GOAL OF THE EXERCISE » Set down all the lines below, each one exactly as shown.

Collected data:
• • • • • • •
PR #141, opened 2016-09-20
Routing driver

pontusmelke:
Support for routing operations in the js driver:

Usage:

``` javascript
let driver = neo4j.driver("bolt+routing://127.0.0.1:9001", neo4j.auth.basic("neo4j", "neo4j"));
let session = driver.session(neo4j.session.WRITE);
let tx = session.beginTransaction();

tx.run('CREATE ()');

tx.commit()
    .then((results) => {/*handle results*/})
    .catch((err) => {
       if (err.code === neo4j.error.SESSION_EXPIRED) {
         //session expired, ask the driver for a new one and replay
       } else if (err.code === neo4j.error.SERVICE_UNAVAILABLE) {
         //driver has no contact with the cluster, recreate the driver and replay
       } else {
         //a "normal error" has occurred handle it appropriately
      }
```

By using the scheme `bolt+routing` the driver will ask the seed server to provide a view of the current cluster, which contains information on where to direct read requests, write requests and where to direct new routing requests. The driver maintains this information and will automatically spread the load among these servers. If servers go offline the driver will remove them and when running out of servers a new routing request will be performed to refresh the view of the cluster. The return from the routing request also contains a `ttl`, when this time has expired the driver will also refresh the cluster view.

On running requests two types of errors can happen:
- `SESSION_EXPIRED`: Means that the server is unable to perform the current action, the application should ask for a new session from the driver and retry the operation.
- `SERVICE_UNAVAILABLE`: The driver has completely lost contact with the cluster, the driver needs to be recreated in order for any new operations to be possible.


src/v1/driver.js
```diff
@@ -119,17 +130,32 @@ class Driver {
...
-      if(cb) { cb(); }
+      if (cb) {
+        cb();
+      }
     });
   }
 
+  //Extension point
+  _acquireConnection(mode) {
+   return Promise.resolve(this._pool.acquire(this._url));
```
nigelsmall: Where does `mode` get used?

src/v1/internal/round-robin-array.js
```diff
@@ -0,0 +1,82 @@
...
+      //make sure we are in range
+      if (this._items.length === 0) {
+        this._index = 0;
+      } else {
+        this._index %= this._items.length;
+      }
+      index = this._items.indexOf(item, index);
+    }
+  }
+}
```
technige, line 80: Alternatively you could move the `_index` manipulation logic into `next` so that it does bounds checking and adjustment before using the value.

pontusmelke: `splice` does in-place rewrite of the array I want to be sure that the index is up-to-date after each removal in the loop

PR #137, opened 2016-09-06
remove terminated connections from pool

GertSallaerts:
Related to #136

PR #149, opened 2016-09-30
improve closed connection handling

GertSallaerts:
Related to my previous PR (#137).
- Not sure why it seemed to work, but the `_handleConnectionTerminated` handler never really worked because it wasn't bound correctly and `'this.onerror` is always undefined. So I bound the function.
- Upon reflection, I don't think that the server closing a connection should be considered as an error, the connection is simply not open anymore for whatever reason. Once you try to open a new connection, you'll get a more accurate error message like the server not being reachable anymore for example or no error is there is a failover setup configured, ... So instead of throwing an error, I close the connection.
- The pool did not call the `_destroy` method on resources that are detected as invalid during acquisition, so they weren't being cleaned up correctly.

### DIFF
--- a/src/v1/internal/ch-node.js
+++ b/src/v1/internal/ch-node.js
@@ -266,6 +266,7 @@ class NodeChannel {
     this._open = true;
     this._error = null;
     this._handleConnectionError = this._handleConnectionError.bind(this);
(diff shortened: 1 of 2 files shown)


pontusmelke:
Awesome, thanks! I am currently looking into this. I think I will end up putting the `onerror` call back.

PR #153, opened 2016-10-26
Expose new integer methods

pontusmelke:
- Expose `inSafeRange`, `toNumber`, and `toString` in order to
  facilitate integer handling.
- Deprecate exposing `Integer`: It does not make sense to expose the `Integer` type to users. Users should use a framework of their liking instead and we only expose `inSafeRange`, `toNumber` and `toString` functions.


pontusmelke:
NOTE: is built on top of https://github.com/neo4j/neo4j-javascript-driver/pull/141, so merge that one first

PR #163, opened 2016-11-24
Added params and made format consistent for all queries

petraselmer:
This must be fwd-merged to 1.1


test/v1/examples.test.js
```diff
@@ -86,7 +87,7 @@ describe('examples', function() {
     //end::configuration[]
 
     var s = driver.session();
-    s.run( "CREATE (p:Person { name: {name} })", {name: "The One"} )
+    s.run( "CREATE (p:Person {name: {name}})", {"name": "The One"} )
```
oskarhane: No need to quote js object keys, unless the key includes breaking characters like space etc.

petraselmer: Interesting - I didn't know that. Cool - will change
• • • • • • •
TASK ANSWER »
PR #141, opened 2016-09-20
Routing driver

pontusmelke:
Support for routing operations in the js driver:

Usage:

``` javascript
let driver = neo4j.driver("bolt+routing://127.0.0.1:9001", neo4j.auth.basic("neo4j", "neo4j"));
let session = driver.session(neo4j.session.WRITE);
let tx = session.beginTransaction();

tx.run('CREATE ()');

tx.commit()
    .then((results) => {/*handle results*/})
    .catch((err) => {
       if (err.code === neo4j.error.SESSION_EXPIRED) {
         //session expired, ask the driver for a new one and replay
       } else if (err.code === neo4j.error.SERVICE_UNAVAILABLE) {
         //driver has no contact with the cluster, recreate the driver and replay
       } else {
         //a "normal error" has occurred handle it appropriately
      }
```

By using the scheme `bolt+routing` the driver will ask the seed server to provide a view of the current cluster, which contains information on where to direct read requests, write requests and where to direct new routing requests. The driver maintains this information and will automatically spread the load among these servers. If servers go offline the driver will remove them and when running out of servers a new routing request will be performed to refresh the view of the cluster. The return from the routing request also contains a `ttl`, when this time has expired the driver will also refresh the cluster view.

On running requests two types of errors can happen:
- `SESSION_EXPIRED`: Means that the server is unable to perform the current action, the application should ask for a new session from the driver and retry the operation.
- `SERVICE_UNAVAILABLE`: The driver has completely lost contact with the cluster, the driver needs to be recreated in order for any new operations to be possible.


src/v1/driver.js
```diff
@@ -119,17 +130,32 @@ class Driver {
...
-      if(cb) { cb(); }
+      if (cb) {
+        cb();
+      }
     });
   }
 
+  //Extension point
+  _acquireConnection(mode) {
+   return Promise.resolve(this._pool.acquire(this._url));
```
nigelsmall: Where does `mode` get used?

src/v1/internal/round-robin-array.js
```diff
@@ -0,0 +1,82 @@
...
+      //make sure we are in range
+      if (this._items.length === 0) {
+        this._index = 0;
+      } else {
+        this._index %= this._items.length;
+      }
+      index = this._items.indexOf(item, index);
+    }
+  }
+}
```
technige, line 80: Alternatively you could move the `_index` manipulation logic into `next` so that it does bounds checking and adjustment before using the value.

pontusmelke: `splice` does in-place rewrite of the array I want to be sure that the index is up-to-date after each removal in the loop

PR #137, opened 2016-09-06
remove terminated connections from pool

GertSallaerts:
Related to #136

PR #149, opened 2016-09-30
improve closed connection handling

GertSallaerts:
Related to my previous PR (#137).
- Not sure why it seemed to work, but the `_handleConnectionTerminated` handler never really worked because it wasn't bound correctly and `'this.onerror` is always undefined. So I bound the function.
- Upon reflection, I don't think that the server closing a connection should be considered as an error, the connection is simply not open anymore for whatever reason. Once you try to open a new connection, you'll get a more accurate error message like the server not being reachable anymore for example or no error is there is a failover setup configured, ... So instead of throwing an error, I close the connection.
- The pool did not call the `_destroy` method on resources that are detected as invalid during acquisition, so they weren't being cleaned up correctly.

### DIFF
--- a/src/v1/internal/ch-node.js
+++ b/src/v1/internal/ch-node.js
@@ -266,6 +266,7 @@ class NodeChannel {
     this._open = true;
     this._error = null;
     this._handleConnectionError = this._handleConnectionError.bind(this);
(diff shortened: 1 of 2 files shown)


pontusmelke:
Awesome, thanks! I am currently looking into this. I think I will end up putting the `onerror` call back.

PR #153, opened 2016-10-26
Expose new integer methods

pontusmelke:
- Expose `inSafeRange`, `toNumber`, and `toString` in order to
  facilitate integer handling.
- Deprecate exposing `Integer`: It does not make sense to expose the `Integer` type to users. Users should use a framework of their liking instead and we only expose `inSafeRange`, `toNumber` and `toString` functions.


pontusmelke:
NOTE: is built on top of https://github.com/neo4j/neo4j-javascript-driver/pull/141, so merge that one first

PR #163, opened 2016-11-24
Added params and made format consistent for all queries

petraselmer:
This must be fwd-merged to 1.1


test/v1/examples.test.js
```diff
@@ -86,7 +87,7 @@ describe('examples', function() {
     //end::configuration[]
 
     var s = driver.session();
-    s.run( "CREATE (p:Person { name: {name} })", {name: "The One"} )
+    s.run( "CREATE (p:Person {name: {name}})", {"name": "The One"} )
```
oskarhane: No need to quote js object keys, unless the key includes breaking characters like space etc.

petraselmer: Interesting - I didn't know that. Cool - will change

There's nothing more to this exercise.